**PROMPT:** Could you print all the entries exactly?

**MATERIAL TO PROCESS:**
Issue #679, opened 2018-02-21
Annotations are anchoring but showing under orphans


dwhly:
### Steps to reproduce
1. Go here: https://via.hypothes.is/https://www.theguardian.com/technology/2010/jun/20/internet-everything-need-to-know
2. Open sidebar

### Expected behaviour
A bunch of annotations under "Annotations"

### Actual behaviour
A bunch of *anchored* annotations under "Orphans"

### Browser/system information
About this version
Version:
1.71.0
User agent:
Mozilla/5.0 (Macintosh; Intel Mac OS X 10_13_1) AppleWebKit/537.36 (KHTML, like Gecko) Chrome/64.0.3282.167 Safari/537.36
URL:
https://www.theguardian.com/technology/2010/jun/20/internet-everything-need-to-know
Username:
dwhly
Date:
21 Feb 2018 10:37:00 -0800

![screen shot 2018-02-21 at 10 34 00 am](https://user-images.githubusercontent.com/1413074/36498467-33e8b440-16f3-11e8-999d-0b0d3cb5523d.png)

klemay:
For what it's worth, I am not able to reproduce:
<img width="1549" alt="screen shot 2018-02-21 at 1 41 15 pm" src="https://user-images.githubusercontent.com/12087705/36498708-1f865862-170d-11e8-9638-a99acd2c611e.png">

robertknight:
I was not able to reproduce either in Via or using the Chrome extension. A possible reason that we might have had different experiences is because we might be seeing different ads or other features on the page and some of those ads might be loading JS which causes anchoring to break.

_If_ someone (perhaps @dwhly) can reproduce the problem with the dev tools open and copy/paste any errors that are reported here that would be useful.

If you cannot reproduce today @dwhly I suggest we close this for now and wait until the issue comes along in a way that can be more widely reproduced.

dwhly:
Works great today, I'll look for another opportunity to break our stuff!

PR #741, opened 2018-06-08
Make client search form accessible for screenreader users

klemay:
Part of accessibility fixes for clients as described in [Product Backlog #679](https://github.com/hypothesis/product-backlog/issues/679)
- The `form` element now contains `role="search"`
- The `text` input has `type="search"` instead of `type="text"`
- The `search` button has an `aria-label="Search"`

### DIFF
--- a/src/sidebar/templates/search-input.html
+++ b/src/sidebar/templates/search-input.html
@@ -1,8 +1,9 @@
 <form class="simple-search-form"
       name="searchForm"
+      role="search"
       ng-class="!vm.query && 'simple-search-inactive'">
   <input class="simple-search-input"
-         type="text"
+         type="search"
          name="query"
          placeholder="{{vm.loading && 'Loading' || 'Search'}}…"
          ng-disabled="vm.loading"
@@ -10,7 +11,7 @@
   <button type="button" class="simple-search-icon top-bar__btn" ng-hide="vm.loading">
     <i class="h-icon-search"></i>
   </button>
-  <button type="button" class="simple-search-icon btn btn-clean" ng-show="vm.loading" disabled>
+  <button type="button" class="simple-search-icon btn btn-clean" aria-label="Search" ng-show="vm.loading" disabled>
     <span class="btn-icon"><span class="spinner"></span></span>
   </button>
 </form>


src/sidebar/templates/search-input.html
```diff
@@ -1,16 +1,17 @@
...
+         type="search"
          name="query"
          placeholder="{{vm.loading && 'Loading' || 'Search'}}…"
          ng-disabled="vm.loading"
          ng-class="vm.inputClasses()"/>
   <button type="button" class="simple-search-icon top-bar__btn" ng-hide="vm.loading">
     <i class="h-icon-search"></i>
   </button>
-  <button type="button" class="simple-search-icon btn btn-clean" ng-show="vm.loading" disabled>
+  <button type="button" class="simple-search-icon btn btn-clean" aria-label="Search" ng-show="vm.loading" disabled>
```
robertknight: This "button" is in fact the loading spinner. It shouldn't be a `<button>` at all. I don't know how best to present a loading indicator with ARIA. Can you look into this?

**REPLY:**
Issue #679, opened 2018-02-21
Annotations are anchoring but showing under orphans


dwhly:
### Steps to reproduce
1. Go here: https://via.hypothes.is/https://www.theguardian.com/technology/2010/jun/20/internet-everything-need-to-know
2. Open sidebar

### Expected behaviour
A bunch of annotations under "Annotations"

### Actual behaviour
A bunch of *anchored* annotations under "Orphans"

### Browser/system information
About this version
Version:
1.71.0
User agent:
Mozilla/5.0 (Macintosh; Intel Mac OS X 10_13_1) AppleWebKit/537.36 (KHTML, like Gecko) Chrome/64.0.3282.167 Safari/537.36
URL:
https://www.theguardian.com/technology/2010/jun/20/internet-everything-need-to-know
Username:
dwhly
Date:
21 Feb 2018 10:37:00 -0800

![screen shot 2018-02-21 at 10 34 00 am](https://user-images.githubusercontent.com/1413074/36498467-33e8b440-16f3-11e8-999d-0b0d3cb5523d.png)

klemay:
For what it's worth, I am not able to reproduce:
<img width="1549" alt="screen shot 2018-02-21 at 1 41 15 pm" src="https://user-images.githubusercontent.com/12087705/36498708-1f865862-170d-11e8-9638-a99acd2c611e.png">

robertknight:
I was not able to reproduce either in Via or using the Chrome extension. A possible reason that we might have had different experiences is because we might be seeing different ads or other features on the page and some of those ads might be loading JS which causes anchoring to break.

_If_ someone (perhaps @dwhly) can reproduce the problem with the dev tools open and copy/paste any errors that are reported here that would be useful.

If you cannot reproduce today @dwhly I suggest we close this for now and wait until the issue comes along in a way that can be more widely reproduced.

dwhly:
Works great today, I'll look for another opportunity to break our stuff!

PR #741, opened 2018-06-08
Make client search form accessible for screenreader users

klemay:
Part of accessibility fixes for clients as described in [Product Backlog #679](https://github.com/hypothesis/product-backlog/issues/679)
- The `form` element now contains `role="search"`
- The `text` input has `type="search"` instead of `type="text"`
- The `search` button has an `aria-label="Search"`

### DIFF
--- a/src/sidebar/templates/search-input.html
+++ b/src/sidebar/templates/search-input.html
@@ -1,8 +1,9 @@
 <form class="simple-search-form"
       name="searchForm"
+      role="search"
       ng-class="!vm.query && 'simple-search-inactive'">
   <input class="simple-search-input"
-         type="text"
+         type="search"
          name="query"
          placeholder="{{vm.loading && 'Loading' || 'Search'}}…"
          ng-disabled="vm.loading"
@@ -10,7 +11,7 @@
   <button type="button" class="simple-search-icon top-bar__btn" ng-hide="vm.loading">
     <i class="h-icon-search"></i>
   </button>
-  <button type="button" class="simple-search-icon btn btn-clean" ng-show="vm.loading" disabled>
+  <button type="button" class="simple-search-icon btn btn-clean" aria-label="Search" ng-show="vm.loading" disabled>
     <span class="btn-icon"><span class="spinner"></span></span>
   </button>
 </form>


src/sidebar/templates/search-input.html
```diff
@@ -1,16 +1,17 @@
...
+         type="search"
          name="query"
          placeholder="{{vm.loading && 'Loading' || 'Search'}}…"
          ng-disabled="vm.loading"
          ng-class="vm.inputClasses()"/>
   <button type="button" class="simple-search-icon top-bar__btn" ng-hide="vm.loading">
     <i class="h-icon-search"></i>
   </button>
-  <button type="button" class="simple-search-icon btn btn-clean" ng-show="vm.loading" disabled>
+  <button type="button" class="simple-search-icon btn btn-clean" aria-label="Search" ng-show="vm.loading" disabled>
```
robertknight: This "button" is in fact the loading spinner. It shouldn't be a `<button>` at all. I don't know how best to present a loading indicator with ARIA. Can you look into this?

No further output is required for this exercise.